A volte l’artista è capace di porsi nel mezzo, di trasformare il suo delirio nell’interpretazione più lucida della realtà, spingendosi oltre il limite nella capacità di comprendere e descrivere. Per fare questo cancella le regole della ragione per poi ricomporle in un nuovo scenario in cui tutto appare nuovamente chiaro.
Il delirio ( delusion in inglese, Wahn in tedesco) è quello lucido con una coscienza vigile. Il delirio e la sua rappresentazione o comunicazione è spesso preceduto o accompagnato nel suo formarsi da uno stato d’animo o umore predelirante ( wahnstimmung) o coscienza predelirante. Si tratta di un’esperienza indescrivibile e incomunicabile se non per gli artisti dove perplessità, preoccupazione, talora terrore, dominano il soggetto che vede dissolversi i punti di riferimento che lo legavano al mondo. L’ovvio diventa ignoto, il comune nuovo, il semplice sconcertante, il sicuro imprevedibile.
Sono tanti i contenuti deliranti, da quelli persecutori, di nocumento, di veneficio, di rivendicazione (querulomani) a quelli più rappresentati artisticamente, di trasformazione dell’ambiente, cosmico (immanente globale cambiamento del mondo) o metempsicosico nella convinzione di vivere nel corpo di un altra persona o delirio zoo-antropico, trasformazione del corpo in quello di un animale (licantropia di Nabucodonosor) fino alla trasformazione dei propri organi (il cuore di pietra, il fegato di cristallo ) e al delirio ipocondriaco e nichilistico.

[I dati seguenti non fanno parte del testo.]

PR #307, opened 2020-10-05
ensure unsupported browser popup presented for IE11

shapiromatron:
Tested to confirm error still reports on IE11: https://gist.github.com/shapiromatron/bae66a34e30c8d6c518676f39592fed4

Had to make a few changes for compatibility:

- explicitly give https:// to external domains, not http
- moved code outside of webpack to ensure code works on <ES6 browsers
- disabled session option to hide warning
- removed `urlify.js` (while cleaning up the base.html)
- moved check to base.html instead of portal.html


rabstejnek:
Working on my end.

IE 11:
image

Chrome:
image

rabstejnek (approved):

PR #309, opened 2020-10-05
Endpoint term API

rabstejnek:
Validation checks:
- Assessment vocab matches term namespace
- Term type matches endpoint field
- Cannot set both term and non-term counterpart: they're mutually exclusive


hawc/apps/animal/models.py
```diff
@@ -1117,11 +1117,19 @@ def get_crumbs(self):
 
     def save(self, *args, **kwargs):
         # ensure our controlled vocabulary terms don't have leading/trailing whitespace
-        self.system = self.system.strip()
-        self.organ = self.organ.strip()
-        self.effect = self.effect.strip()
-        self.effect_subtype = self.effect_subtype.strip()
-        self.name = self.name.strip()
+        self.system = (
```
rabstejnek, line 1120: @shapiromatron I noticed `save` was already overwritten on `Endpoint`, so I just went with that instead of making a pre-save signal. The formatting makes this look a little messy, lmk if you want me to restructure it so that it doesn't use ternary, just so it reads better.

rabstejnek: I changed it back to the way it was; so now you have the leeway of renaming non-terms manually through the form, but the API remains a little more strict in its usage.

hawc/apps/animal/serializers.py
```diff
@@ -295,14 +297,62 @@ def to_representation(self, instance):
 
         return ret
 
+    def _validate_term_and_text(self, data, term_field: str, text_field: str, term_type_str: str):
```
shapiromatron, line 300: Rewrote the field-level validation and made it instance-level since the validation is more than single-dependent. Also made it easier to cache and update things

tests/hawc/apps/animal/test_animal_serializer.py
```diff
@@ -118,3 +124,96 @@ def test_dose_group_failures(self):
         for data in datasets:
             serializer = DosingRegimeSerializer(data=data)
             assert serializer.is_valid() is False
+
+
+@pytest.mark.django_db
+class TestEndpointSerializer:
```
shapiromatron, line 130: I figured out a more direct way to test the serializer, so moved the api tests to the serializer. We may do the same with other tests too since that better isolates what we really want to test.

shapiromatron (approved):
LGTM if it LGTY @rabstejnek :)

PR #13719, opened 2023-04-16
Makes a sub-type for catwalk supports that are auto-connectable

CaioFrancisco:
## About the PR 

Makes a new turf for catwalk supports, which auto-connects to each other.

## Why's this needed? 

#13643 (i should have finished this PR a long time ago, but eh)


CaioFrancisco:
You're the one reviewing the other PR, so I'm gonna request you to do this one as well.

TobleroneSwordfish (approved):
Looks good to me, the fact that update_neighbors isn't defined on any of the parents is cursed but not your fault.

A concludere la lunga esperienza umana, nel delirio mistico viene esperito Dio, si sente fortemente la divinità e ci si identifica con essa. I deliri sono di vario genere: di grandezza, di ambizione, di genealogia, di potenza, di megalomania, di gelosia, di colpa e rovina. Aldilà delle tante basi biologiche e genetiche, il desiderio rimane un’esperienza originaria e inderogabile, un’alterazione del rapporto con la realtà che coinvolge tutta la personalità.
Nella mostra al Met viene rappresentata la frattura tra una mente rassicurante capace di rappresentare la realtà e un pensiero forte e terribile che crea una nuova realtà con tutte le angosce vissute nella sfida del limite e nell’esplorazione dell’ignoto della mente. Così se il Memory Test di Howardena Pindell non sta nelle regole dello spazio e del tempo trasformando la vita in un insieme incomprensibile di segni; in Criminal Being Executed di Peter Saul le angosce di colpa e di morte trasformano il nostro corpo in qualcosa che ci trasferisce in una dimensione diversa e incomprensibile in cui l’angoscia sembra impadronirsi del fruitore dell’opera. Così il mondo descritto da Jim Nutt in Miss E. Knows ci sorprende, ci toglie riferimenti e ci spinge al contatto con le nostre emozioni in modo diretto e violento senza la protezione e la sicurezza della «memoria dichiarativa» che con la sua razionalità è capace di renderci padroneggiabili gli angoli meno comunicabili delle nostre esistenze. Infine in Electric Chair di Andy Warhol l’angoscia della follia è rappresentata come un fatto già compiuto con una sedia vuota appena utilizzata con i lacci che legano le membra appena sciolti e la corrente mortale che sembra ancora sfavillante. Insomma una mostra che diventa un’esposizione pubblica del delirio che ci aiuta a fare i conti con la nostra mente, con le sue paure e i suoi sogni di ricreare la realtà con risultati angoscianti.